Great pics!  You got some nice deer on camera.  That new crossbow is going to be heating up!


----------



## hooksnhorns

Great pics and some fine deer. Thanks for postin up about the mock scrape. Some interesting info there.


----------



## kevincox

Cool looking bucks. Now putting up a chain link fence to direct the deer travel is hardcore


----------



## NBN

Sweet setup and bucks! How do you have those 32' ladders secured?


----------



## Deerhead

Nice gang bangers


----------



## Keith Karr

Nice bucks Lee !

Good luck this fall.


----------



## Echo

Good stuff there, Lee! Looks like you'll have some very unique racks to go after this year.


----------



## BowanaLee

kevincox said:


> Cool looking bucks. Now putting up a chain link fence to direct the deer travel is hardcore


 Don't try this at home folks ! 



NBN said:


> Sweet setup and bucks! How do you have those 32' ladders secured?


 With ratchet straps. Both are set up with multiple trees and are adjusted in case trees sway.


----------



## davidhelmly

Great pictures Lee, you've got some fine looking bucks in these spots!!


----------



## Flow Master

If you need a bow hunting buddy let me know


----------



## BowanaLee

Heres a few more. The big boys haven't been around this week ?


----------



## BowanaLee

A few more at my mock scrape.


----------



## Tot

Great pictures bowana. Some excellent antler growth as well. Are you going strictly crossbow this year?


----------



## BowanaLee

Tot said:


> Great pictures bowana. Some excellent antler growth as well. Are you going strictly crossbow this year?

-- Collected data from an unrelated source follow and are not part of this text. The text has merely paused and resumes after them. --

Issue #1254, opened 2017-01-12
Babili's sourcemaps causes error in collapseSourcemaps.js


Comandeer:
I've created [simple plugin for babili](https://github.com/Comandeer/rollup-plugin-real-babili/), however [sourcemaps don't work](https://github.com/Comandeer/rollup-plugin-real-babili/issues/1#issuecomment-269867964).

<details>
<summary>Stack trace</summary>

```
TypeError: Cannot read property 'traceSegment' of undefined
      at node_modules/rollup/dist/rollup.js:8902:23
      at Array.forEach (native)
      at node_modules/rollup/dist/rollup.js:8900:8
      at Array.map (native)
      at Link.traceMappings (node_modules/rollup/dist/rollup.js:8897:31)
      at collapseSourcemaps (node_modules/rollup/dist/rollup.js:9026:19)
      at Bundle$$1.render (node_modules/rollup/dist/rollup.js:9611:10)
      at Object.generate (node_modules/rollup/dist/rollup.js:9800:26)
      at rollup.then (tests/index.js:97:26)
```

</details>

It can be simply reproduced by running tests from my plugin, especially [ones dedicated to sourcemaps](https://github.com/Comandeer/rollup-plugin-real-babili/blob/master/tests/index.js#L92-L133).

After some investigation I discovered that Babili often returns last line mapping with only one segment:

<details>
<summary>Example Babili's output</summary>

```javascript
[ [ [ 0, 0, 0, 0, 0 ],
    [ 8, 0, 0, 8, 1 ],
    [ 11, 0, 0, 0 ],
    [ 12, 0, 0, 13 ],
    [ 16, 0, 0, 0 ],
    [ 17 ] ] ]
```

</details>

This causes that [`source` variable inside `Link.traceMappings` is undefined](https://github.com/rollup/rollup/blob/2a01a993efe04b5158aea834577f56140acdfd1f/src/utils/collapseSourcemaps.js#L33), so all efforts to use that variable (especially the very next line of code) just fails.

The simplest fix would be probably to just check if `source` variable is really set before trying to use it.

I also know that this issue seems to be very similar to #961 but my very quick research with GCC shows that the fix does not apply there and GCC still produces invalid sourcemaps.

Rich-Harris:
Released 0.41.5 with the fix — thanks, and sorry for the delay in merging

PR #1255, opened 2017-01-12
Babili's sourcemaps causes error in collapseSourcemaps.js

Comandeer:
This PR fixes issue described in #1254.

Due to Babili returning last line mapping with only one segment inside, `source` variable in `Link.traceMappings` remains undefined and all operations on this variable fails.

The proposed fix just checks if `source` is really set before doing anything with it.


kzc:
The one line fix to src/utils/collapseSourcemaps.js is fine, but rollup shouldn't have a devDependency on babel, so the test is not required - unless it can be rewritten without babel.

Comandeer:
Sorry, I've found test with uglify.js and thought that I could do the same with Babili.

I've simplified test. It doesn't require Babili anymore.

Rich-Harris:
Thanks!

  I don't know but I don't want to ?  The xbow is insurance. I guess my shoulder will decide ?


----------



## BowanaLee

A few pics from today. I should get the other 4 cards saturday. Haven't seen the wide buck ?


----------



## davidhelmly

They are looking good Lee, they seem to be farther along than average!


----------



## BowanaLee

Heres the rest including a few new bucks. I guess that last pic is what you call a couple of hoss doe ?


----------



## bfriendly

Now this is how you enjoy the woods all year long!!

Thanks for taking us with you Lee

Cant wait to see how your season unfolds next year. I hope you get to pull back the strings you want to as well


----------



## BowanaLee

None of the big boys showed up this week. I guess they're at the hiding place they use during deer season ?
That funky nosed buck and a doe that should be drained of blood are the only interesting pics.


----------



## Ajohnson0587

She's ate up with ticks on that right ear.


----------



## Johnny 71

Great pics


----------



## BowanaLee

*The boys are back !*

I'll be praying for a few dreams to come true ?   
The NT looks to be between 18-20 points and that is a monsta 8. The 9 pt is no slouch either. Just think, they still have a while to grow ! 
Chances are they'll break my heart and leave like usual. Maybe this is my year ?


----------



## davidhelmly

Holy cow Lee, those are all great bucks but that nt is a freak, I hope they hang around for ya!!


----------



## Davexx1

Those are some great looking deer.  You have good reason to be excited.  Good luck.  Enjoy the pursuit.  Dave


----------



## hooksnhorns

You're a blessed man to be able to hunt an area with deer like those. I hope you get em. Thanks for postin em up.


----------



## kmckinnie

U have several to choose from.


----------



## deerbuster

Lee, NT is a freakazoid!


----------



## ucfireman

Those are super good deer. Good luck.


----------



## BowanaLee

hooksnhorns said:


> You're a blessed man to be able to hunt an area with deer like those. I hope you get em. Thanks for postin em up.



I don't get to hunt them. They all leave just before bow season opens and I get no more pictures. I just get some cool velvet pics.


----------



## XJfire75

That 8 and 9 point at the end are something I dream about lol. But that NT tho! Whoa. 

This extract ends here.